Start of Material for this exercise
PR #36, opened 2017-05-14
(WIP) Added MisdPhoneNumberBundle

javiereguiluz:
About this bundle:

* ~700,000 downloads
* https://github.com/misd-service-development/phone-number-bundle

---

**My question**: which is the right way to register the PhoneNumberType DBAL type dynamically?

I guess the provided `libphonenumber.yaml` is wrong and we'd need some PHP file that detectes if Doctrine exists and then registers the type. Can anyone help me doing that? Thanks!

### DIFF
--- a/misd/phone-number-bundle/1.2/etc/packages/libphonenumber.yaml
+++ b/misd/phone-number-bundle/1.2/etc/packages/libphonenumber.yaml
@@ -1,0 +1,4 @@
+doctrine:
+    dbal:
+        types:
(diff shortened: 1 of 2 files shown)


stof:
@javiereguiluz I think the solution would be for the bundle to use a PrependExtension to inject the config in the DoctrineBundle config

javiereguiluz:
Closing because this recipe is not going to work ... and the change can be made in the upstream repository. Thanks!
End of Material for this exercise
Check each line of the records for the word "packages" and extract those that contain it.

--- a/misd/phone-number-bundle/1.2/etc/packages/libphonenumber.yaml
+++ b/misd/phone-number-bundle/1.2/etc/packages/libphonenumber.yaml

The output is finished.